Title: Conversational AI for Education: Design, Evaluation, and Continual Improvement
Date: Friday, June 12, 2026
Time: 1:00 PM - 03:00 PM EDT
Location (hybrid):
• In-person: CODA Conference Room 233
• Online: Zoom (Meeting ID: 450 568 9105, Passcode: 944041)
Karan Taneja
Ph.D. Candidate in Computer Science
School of Interactive Computing
Georgia Institute of Technology
https://krntneja.github.io/
Committee:
• Dr. Ashok K. Goel (Advisor) - School of Interactive Computing, Georgia Institute of Technology
• Dr. Christopher Dede - Graduate School of Education, Harvard University
• Dr. Kartik Goyal – School of Interactive Computing, Georgia Institute of Technology
• Dr. Christopher J. MacLellan - School of Interactive Computing, Georgia Institute of Technology
• Dr. Peter Norvig Institute for Human-Centered AI Stanford University
Abstract:
Conversational AI in classrooms can provide personalized support and scalable access to course content through natural language dialogue. Conversational assistants allow students to explore technical material and course logistics interactively, building on classroom systems such as Jill Watson (2016). As LLM-based assistants are adopted in courses, responses must be grounded in instructor-approved documents, resist hallucinations and toxic outputs, present verifiable multimodal responses for visually rich STEM topics, and improve after deployment without costly re-annotation. Designing educational conversational AI that is safe, trustworthy, and continuously improvable is therefore crucial for reliable human-AI interaction in learning environments.

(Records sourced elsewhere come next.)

PR #598, opened 2025-12-08
[evm]: add UniV4 wrapper, update UniV3 wrapper

royvardhan:
- [x] Added UniV4 wrapper
- [x] The UniV3 wrapper now uses SwapRouter02 and QuoterV2

### DIFF
--- a/evm/foundry.toml
+++ b/evm/foundry.toml
@@ -2,7 +2,8 @@
 src = "src"
 out = "out"
 libs = ["lib"]
-auto_detect_solc = true
+auto_detect_solc = false
+solc = "0.8.30"
 optimizer = true
 evm_version = "cancun"
 # via-ir = true
--- a/Cargo.lock
+++ b/Cargo.lock
@@ -10788,7 +10788,7 @@ dependencies = [
  "ckb-merkle-mountain-range",
  "ethers",
  "ethers-contract-abigen",
- "forge-testsuite",
+ "ethers-solc",
  "ismp",
  "mmr-primitives",
  "polkadot-sdk",
--- a/Cargo.toml
+++ b/Cargo.toml
@@ -350,6 +350,10 @@ default-features = false
 git = "https://github.com/polytope-labs/ethers-rs"
 rev = "45239225c50247e049892125d281442c084a2a92"
 
+[workspace.dependencies.ethers-solc]
+git = "https://github.com/polytope-labs/ethers-rs"
+rev = "45239225c50247e049892125d281442c084a2a92"
+
 [workspace.dependencies.forge-testsuite]
 git = "https://github.com/polytope-labs/forge-testsuite"
 rev = "ff9fdc69c0200e3bb471198aa44ba933e043b78d"
--- a/evm/abi/Cargo.toml
+++ b/evm/abi/Cargo.toml
@@ -10,7 +10,7 @@ publish = false
 [build-dependencies]
 anyhow.workspace = true
 ethers-contract-abigen = { workspace = true }
-forge-testsuite = { workspace = true }
+ethers-solc = { workspace = true }
 
 [dependencies]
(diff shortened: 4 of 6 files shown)


evm/src/modules/UniV3UniswapV2Wrapper.sol
```diff
@@ -17,24 +17,61 @@ pragma solidity ^0.8.17;
...
+    function exactOutputSingle(ExactOutputSingleParams calldata params) external payable returns (uint256 amountIn);
+}
+
+/**
+ * @title ISwapRouter02
+ * @notice Extended interface for SwapRouter02 with multicall support
+ */
+interface ISwapRouter02 is IV3SwapRouter {
+    function multicall(uint256 deadline, bytes[] calldata data) external payable returns (bytes[] memory);
+}
```
seunlanlege: shouldn't these interfaces come from their sdk?

royvardhan: Yeah, installing.

evm/src/modules/UniV4UniswapV2Wrapper.sol
```diff
@@ -0,0 +1,167 @@
...
+            abi.encodePacked(bytes1(uint8(Commands.V4_SWAP))),
+            inputs,
+            deadline
+        );
+
+        amounts = new uint256[](2);
+        amounts[0] = msg.value;
+        amounts[1] = amountOut;
+
+        IERC20(path[1]).safeTransfer(recipient, amounts[1]);
```
royvardhan: Looking to remove this extra transfer through commands.

evm/lib/swap-router-contracts
seunlanlege, line 1: can we use npm for these dependencies, gitsubmodules are a bit large

royvardhan: Yes sure.

.gitmodules
```diff
@@ -7,3 +7,18 @@
...
+	url = https://github.com/Uniswap/v4-periphery
+[submodule "evm/lib/universal-router"]
+	path = evm/lib/universal-router
+	url = https://github.com/Uniswap/universal-router
+[submodule "evm/lib/permit2"]
+	path = evm/lib/permit2
+	url = https://github.com/Uniswap/permit2
+[submodule "evm/lib/swap-router-contracts"]
+	path = evm/lib/swap-router-contracts
+	url = https://github.com/Uniswap/swap-router-contracts
```
seunlanlege: we need to remove these

royvardhan:
> @royvardhan, what's left here?

Sweeping the dust, and getting the Universal router to send directly to the recipient.

evm/foundry.toml
```diff
@@ -4,10 +4,11 @@ out = "out"
 libs = ["lib"]
 auto_detect_solc = true
 optimizer = true
-evm_version = "paris"
+evm_version = "cancun"
```
seunlanlege, line 8: why do we need this

royvardhan: So that we can have opcode available in cancun used by v4.

evm/package.json
```diff
@@ -1,30 +1,36 @@
...
+    "version": "1.0.0",
+    "main": "index.js",
+    "directories": {
+        "example": "examples",
+        "lib": "lib",
+        "test": "test"
+    },
+    "scripts": {
+        "test": "echo \"Error: no test specified\" && exit 1",
+        "postinstall": "forge install"
```
Wizdave97: You should add forge to the CI if we need to use this.

Wizdave97: @royvardhan is the post install script necessary?

royvardhan: I had to add it because the build was failing. Now that I have cleaned gitmodules need to check the build again without it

My thesis begins by describing the design and evaluation of a newer LLM-based Jill Watson, a modular skill-based system using retrieval-augmented generation over instructor-approved course documents with layered safeguards that substantially reduce unsupported answers and improve safety against adversarial prompts. I then developed MuDoC, which produces document-grounded interleaved text-and-image responses and lets students navigate from texts and figures to the corresponding source location in the source textbook for verification. A within-subjects study with Georgia Tech students (N=30) found that MuDoC led to higher perceived helpfulness, memorability, and confidence than its text-only variant TexDoC, along with greater trust in the system. After improving MuDoC based on lessons from this initial study, I conducted a larger randomized controlled trial (N=124) comparing MuDoC, TexDoC, and a semantic search tool called DocSearch over the same visually rich biology textbook. Multimodal conversational AI yielded significantly higher post-test scores than text-only conversational AI and more favorable learning-experience ratings than DocSearch. Analyses of user behavior, performance, and feedback suggest that conversationality reduces extraneous cognitive load while multimodality increases productive germane load through visual-verbal integration. In the final project, I characterized noise in LLM-generated annotations and introduced an active label correction process, which adaptively combines auto-correction, human verification, and filtering to iteratively improve discriminative modules with 17-24% fewer human annotations than the number of noisy labels in the initial dataset.
Overall, my dissertation makes theoretical, design, and empirical contributions to AI for education, multimodal AI, human-AI interaction, and LLM-based AI systems, providing frameworks for safe grounded classroom assistants, evidence for conversational multimedia learning, and methods for trustworthy, continually improvable educational AI.